Exercise: Lines from the entries below that hold "significantly" form the answer; copy all of them.

Material shown:
PR #621, opened 2024-05-23
Only output CUDA architectures we are building for once

robertmaynard:
## Description
When multiple projects inside the root level all use rapids-cmake we would previously output the CUDA architectures which would all have the same values.

## Checklist

### DIFF
--- a/rapids-cmake/cuda/set_architectures.cmake
+++ b/rapids-cmake/cuda/set_architectures.cmake
@@ -79,9 +79,11 @@ function(rapids_cuda_set_architectures mode)
     list(TRANSFORM CMAKE_CUDA_ARCHITECTURES APPEND "-real")
   endif()
 
-  string(REPLACE ";" "\n  " _cuda_architectures_pretty "${CMAKE_CUDA_ARCHITECTURES}")
-  message(STATUS "${CMAKE_PROJECT_NAME} CUDA architectures building for:\n  ${_cuda_architectures_pretty}"
-  )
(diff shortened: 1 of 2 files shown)


rapids-cmake/cuda/set_architectures.cmake
```diff
@@ -79,9 +79,11 @@ function(rapids_cuda_set_architectures mode)
     list(TRANSFORM CMAKE_CUDA_ARCHITECTURES APPEND "-real")
   endif()
 
-  string(REPLACE ";" "\n  " _cuda_architectures_pretty "${CMAKE_CUDA_ARCHITECTURES}")
-  message(STATUS "${CMAKE_PROJECT_NAME} CUDA architectures building for:\n  ${_cuda_architectures_pretty}"
-  )
+  if(PROJECT_IS_TOP_LEVEL)
```
KyleFromNVIDIA, line 82: What happens if the top-level project doesn't use this function, but has sub-projects that use it? Or is that not something we expect to happen?

robertmaynard: You are absolutely correct those are use-cases wouldn't work, and we do need to support them.

I think what we needs to happen is that we setup a global property. On the first pass we define the global property and store the contents of `CMAKE_CUDA_ARCHITECTURES`. On all subsequent executions of the function if the computed `CMAKE_CUDA_ARCHITECTURES` changes we ouptut the new values. That way we also capture edge cases where a sub-project changes the architectures

KyleFromNVIDIA (approved):

PR #635, opened 2024-06-26
rapids_cmake_support_conda_env adds `-O0` to debug compile lines

### LINKED ISSUE #634: [FEA] rapids_cmake_support_conda_env should add `-O0` to debug compile lines
When building in a conda env the default `CXXFLAGS`, `CFLAGS`, etc will inject `-O2` on the compile line making Debug bugs significantly less useful.

Instead of having each RAPIDS project manually handle this issue, rapids-cmake shoudl be extended to do it for users

`rapids_cmake_support_conda_env` should be updated to add:
```cmake
target_compile_options(${target} INTERFACE "$<$<CONFIG:Debug>:-O0>")
```
That will ensure that debug builds are built without optimizations.

**Additional context**

When you specify CMAKE_BUILD_TYPE=Debug CMake will provide the -g flag to produce a build with debug information. The optimization level in these cases -O2 is coming from your env ( aka conda ) which globally injects the -O2 along with a host of other optimization flags into CXXFLAGS, CFLAGS. and so forth. This combines together as you have seen.

CMake presumption is that builds occurring under env variables such as CXXFLAGS are explicit requests. Since -O0 is the default optimization level passing -g is sufficient for debug builds and what you wanted was a 'releasish' build with debug info ( aka what CMAKE_BUILD_TYPE=RelWithDebInfo would have done ).

***What is the right way to do this?***

 One argument is that the root issue is the inability to tell conda that you want to do 'debug' builds ( easily ). Therefore the activation scripts should flip the env variables, since conda does establish CXXFLAGS_DEBUG, etc. This solves the  problem since it extends outside of RAPIDS. I expect this isn't a viable solution given how long it would take ( if possible at all )

Another argument is that CMake should pick CXXFLAGS etc based on the CMAKE_BUILD_TYPE. Which like the above isn't really possible due to how CMake's compiler detection works. Things like CXXFLAGS are only parsed on the first invocation and are treated as invariant afterwards, while CMAKE_BUILD_TYPE can change for each execution.

Another argument would be that CMake debug flags -g should change to -g -O0 which is more reasonable and would line up with the ongoing discussion around optimization levels in general ( https://gitlab.kitware.com/cmake/cmake/-/issues/23374 ). This again is a long term solution and wouldn't unblock us this year, but I will remember to push on this design going forward.

robertmaynard:
## Description
When building in a conda env the default CXXFLAGS, CFLAGS, etc will inject -O2 on the compile line making Debug bugs significantly less useful. `rapids_cmake_support_conda_env` now injects a `-O0` to override the `-O2` set by conda to make debug builds usable.

Fixes #634

## Checklist

### DIFF
--- a/rapids-cmake/cmake/support_conda_env.cmake
+++ b/rapids-cmake/cmake/support_conda_env.cmake
@@ -21,20 +21,25 @@ rapids_cmake_support_conda_env
 
 .. versionadded:: v21.06.00
 
-Establish a target that holds the CONDA include and link directories.
+Establish a target that holds the necessary compile and link information
+to properly support building in CONDA envs.
 
   .. code-block:: cmake
 
     rapids_cmake_support_conda_env( <target_name> [MODIFY_PREFIX_PATH] )
 
 Creates a global interface target called `target_name` that holds
-the CONDA include and link directories, when executed.
+the CONDA compile options, include directories, and link directories when executed.
 
 .. versionadded:: v24.06.00
 
 The include directories that `target_name` holds will be `-isystem` to match
 the behavior of conda when it builds projects.
 
+.. versionadded:: v24.08.00
+
+The `target_name` target will add the required compile flags to ensure debug builds
+are generated with `-O0` instead of the conda env default of `-O2`.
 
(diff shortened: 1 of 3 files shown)


harrism (approved):
Thank you!

vyasr (approved):

PR #636, opened 2024-06-27
rapids_test_install_relocatable now handles SOVERSION target properties

robertmaynard:
## Description
Previously the `rapids_test_install_relocatable` would presume the `file(INSTALL` command would always be a single line.
But cmake generates a multi line entry when doing the SOVERSION symlinks, and rapids-cmake would crash when encountering them.

Now the  `determine_install_location_of_all_targets` internal function does proper parsing to extract the `file(INSTALL` commands so we can support multi-line entries.

## Checklist

### DIFF
--- a/rapids-cmake/test/detail/generate_installed_CTestTestfile.cmake
+++ b/rapids-cmake/test/detail/generate_installed_CTestTestfile.cmake
@@ -195,8 +195,8 @@ function(extract_install_info)
   set(multi_value FILES)
   cmake_parse_arguments(_RAPIDS_TEST "${options}" "${one_value}" "${multi_value}"
                         ${install_contents})
-  if(_RAPIDS_TEST_TYPE STREQUAL "EXECUTABLE " OR _RAPIDS_TEST_TYPE STREQUAL "SHARED_LIBRARY"
-     OR _RAPIDS_TEST_TYPE STREQUAL "STATIC_LIBRARY " OR _RAPIDS_TEST_TYPE STREQUAL "OBJECT_LIBRARY")
+  if(_RAPIDS_TEST_TYPE STREQUAL "EXECUTABLE" OR _RAPIDS_TEST_TYPE STREQUAL "SHARED_LIBRARY"
+     OR _RAPIDS_TEST_TYPE STREQUAL "STATIC_LIBRARY" OR _RAPIDS_TEST_TYPE STREQUAL "OBJECT_LIBRARY")
     foreach(build_loc IN LISTS _RAPIDS_TEST_FILES)
       cmake_path(GET build_loc FILENAME name)
       set_property(GLOBAL PROPERTY ${name}_install ${_RAPIDS_TEST_DESTINATION})
--- a/rapids-cmake/test/detail/generate_installed_CTestTestfile.cmake
+++ b/rapids-cmake/test/detail/generate_installed_CTestTestfile.cmake
@@ -184,13 +184,17 @@ endfunction()
 # =============================================================================
 # ============== Parse Install Location Functions         ====================
 # =============================================================================
-function(extract_install_info)
+function(extract_install_info line)
+  # remove the trailing `)` so that it doesn't get parsed as part of the file name
+  string(REGEX REPLACE "\\)$" "" line "${line}")
+  string(APPEND command_contents "${line}")
+
   # Leverate separate_arguments to parse a space-separated string into a list of items We use
   # `UNIX_COMMAND` as that means args are separated by unquoted whitespace ( single, and double
   # supported).
-  separate_arguments(install_contents UNIX_COMMAND ${ARGN})
+  separate_arguments(install_contents UNIX_COMMAND ${line})
 
-  set(options "file(INSTALL" ")")
+  set(options "file(INSTALL")
   set(one_value DESTINATION TYPE)
   set(multi_value FILES)
   cmake_parse_arguments(_RAPIDS_TEST "${options}" "${one_value}" "${multi_value}"
@@ -224,7 +228,7 @@ function(determine_install_location_of_all_targets)
         # Continue to add the lines of `file(INSTALL` till we hit the closing `)` That allows us to
         # support multiple line file commands
         string(APPEND command_contents "${line}")
-        if(line MATCHES "\\)")
+        if(line MATCHES "\\)$")
           # We have all the lines for this file command, now parse it
           extract_install_info(${command_contents})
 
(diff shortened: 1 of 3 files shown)


rapids-cmake/test/detail/generate_installed_CTestTestfile.cmake
```diff
@@ -184,24 +184,24 @@ endfunction()
...
+  # supported).
+  separate_arguments(install_contents UNIX_COMMAND ${ARGN})
+
+  set(options "file(INSTALL" ")")
+  set(one_value DESTINATION TYPE)
+  set(multi_value FILES)
+  cmake_parse_arguments(_RAPIDS_TEST "${options}" "${one_value}" "${multi_value}"
+                        ${install_contents})
+  if(_RAPIDS_TEST_TYPE STREQUAL "EXECUTABLE " OR _RAPIDS_TEST_TYPE STREQUAL "SHARED_LIBRARY"
+     OR _RAPIDS_TEST_TYPE STREQUAL "STATIC_LIBRARY " OR _RAPIDS_TEST_TYPE STREQUAL "OBJECT_LIBRARY")
```
KyleFromNVIDIA, line 199:
```suggestion
  if(_RAPIDS_TEST_TYPE STREQUAL "EXECUTABLE" OR _RAPIDS_TEST_TYPE STREQUAL "SHARED_LIBRARY"
     OR _RAPIDS_TEST_TYPE STREQUAL "STATIC_LIBRARY" OR _RAPIDS_TEST_TYPE STREQUAL "OBJECT_LIBRARY")
```

KyleFromNVIDIA (changes requested):
Regarding the overall design, would it be possible to use the File API for this use case? Parsing `cmake_install.cmake` in this manner is very brittle, and the File API now [allows](https://cmake.org/cmake/help/latest/command/cmake_file_api.html) the project itself to request API output (though I realize it might not be feasible to use this until we require CMake 3.27.)

As for the implementation, I see one small problem, but otherwise looks good.

robertmaynard:
> Regarding the overall design, would it be possible to use the File API for this use case? Parsing `cmake_install.cmake` in this manner is very brittle, and the File API now [allows](https://cmake.org/cmake/help/latest/command/cmake_file_api.html) the project itself to request API output (though I realize it might not be feasible to use this until we require CMake 3.27.)
> 

Looking at the file api I am seeing some holes that would be required to switch over to it ( a welcome change ).

baseline
```cmake 
cmake_file_api(
  QUERY
  API_VERSION 1
  CODEMODEL 2.3
  TOOLCHAINS 1
)
add_library(preload SHARED usage.cu)
set_target_properties(preload PROPERTIES
  VERSION 1.1.1
  SOVERSION 1
  LIBRARY_OUTPUT_DIRECTORY my_libs
  )
install(TARGETS preload DESTINATION lib/nested)
```

First the `install` component has a minor bug where double lists the relative part:
```json
"install" : {
  "destinations" : [
    {
      "backtrace" : 2,
      "path" : "lib/nested"
    },
    {
      "backtrace" : 2,
      "path" : "lib/nested"
    }
  ],
  "prefix" : {
    "path" : "/usr/local"
  }
 }
```

A serious part is that I can't find the build directory location. I believe the `nameOnDisk` and `paths` components would be how I compute that, but it isn't correct:
```json
"nameOnDisk" : "libpreload.so",
"paths" : 
{
  "build" : ".",
  "source" : "."
},
```

Lastly is that target properties like `SOVERSION` which cause side-effects in the binary and install directory aren't representated in the file API. We need to know about these to properly fix up things like `LD_PRELOAD` env settings that exist on tests

KyleFromNVIDIA:
> First the install component has a minor bug where double lists the relative part:

Is this something we could fix upstream?

> A serious part is that I can't find the build directory location. I believe the `nameOnDisk` and `paths` components would be how I compute that, but it isn't correct:

What part specifically is not correct? By "build directory location" do you mean the location of `CMakeCache.txt`? I believe the File API provides this elsewhere.

> Lastly is that target properties like `SOVERSION` which cause side-effects in the binary and install directory aren't representated in the file API. We need to know about these to properly fix up things like `LD_PRELOAD` env settings that exist on tests

Again, could we contribute this upstream?

robertmaynard:
> What part specifically is not correct? By "build directory location" do you mean the location of `CMakeCache.txt`? I believe the File API provides this elsewhere.

I would need the relative path of the shared library on disk from the root of `CMAKE_BINARY_DIR`. Currently It looks like `"build" : ".",` is the field but it shoudl be `"build" : "./my_libs/".

> Again, could we contribute this upstream?

Absolutley we can add fixing these things upstream to our timeline :)

KyleFromNVIDIA:
> I would need the relative path of the shared library on disk from the root of `CMAKE_BINARY_DIR`. Currently It looks like `"build" : ".",` is the field but it shoudl be `"build" : "./my_libs/".

`"build":` is merely telling you the `add_subdirectory()` that the target is part of. It doesn't included the output directory. However, `"artifacts":` does include the output directory.

robertmaynard:
Ahh perfect

KyleFromNVIDIA:
> > Lastly is that target properties like `SOVERSION` which cause side-effects in the binary and install directory aren't representated in the file API. We need to know about these to properly fix up things like `LD_PRELOAD` env settings that exist on tests
>
> Again, could we contribute this upstream?

I've opened https://gitlab.kitware.com/cmake/cmake/-/issues/26087 to discuss this.

rapids-cmake/test/detail/generate_installed_CTestTestfile.cmake
```diff
@@ -224,7 +228,7 @@ function(determine_install_location_of_all_targets)
         # Continue to add the lines of `file(INSTALL` till we hit the closing `)` That allows us to
         # support multiple line file commands
         string(APPEND command_contents "${line}")
-        if(line MATCHES "\\)")
+        if(line MATCHES "\\)$")
           # We have all the lines for this file command, now parse it
           extract_install_info(${command_contents})
```
KyleFromNVIDIA, line 233: This needs to be quoted now, otherwise it will be broken up by semicolons and `line` will only get the first part.

KyleFromNVIDIA (changes requested):

rapids-cmake/test/detail/generate_installed_CTestTestfile.cmake
robertmaynard: This works as expected:
```cmake
set(line "a;b;c;)")
message(STATUS "line: ${line}")
if(line MATCHES "\\)$")
  message(STATUS "line ends with )")
endif()
```
Generates output:
```
-- line: a;b;c;)
-- line ends with )
```

Your concern about semi-colons is valid, as the `extract_install_info` does need to be changed to use `ARGN` to handle the fact that any semicolons would make the function be passed 2+ arguments, and not the 1 we are presuming

KyleFromNVIDIA (approved):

Result of the task:
When building in a conda env the default `CXXFLAGS`, `CFLAGS`, etc will inject `-O2` on the compile line making Debug bugs significantly less useful.
When building in a conda env the default CXXFLAGS, CFLAGS, etc will inject -O2 on the compile line making Debug bugs significantly less useful. `rapids_cmake_support_conda_env` now injects a `-O0` to override the `-O2` set by conda to make debug builds usable.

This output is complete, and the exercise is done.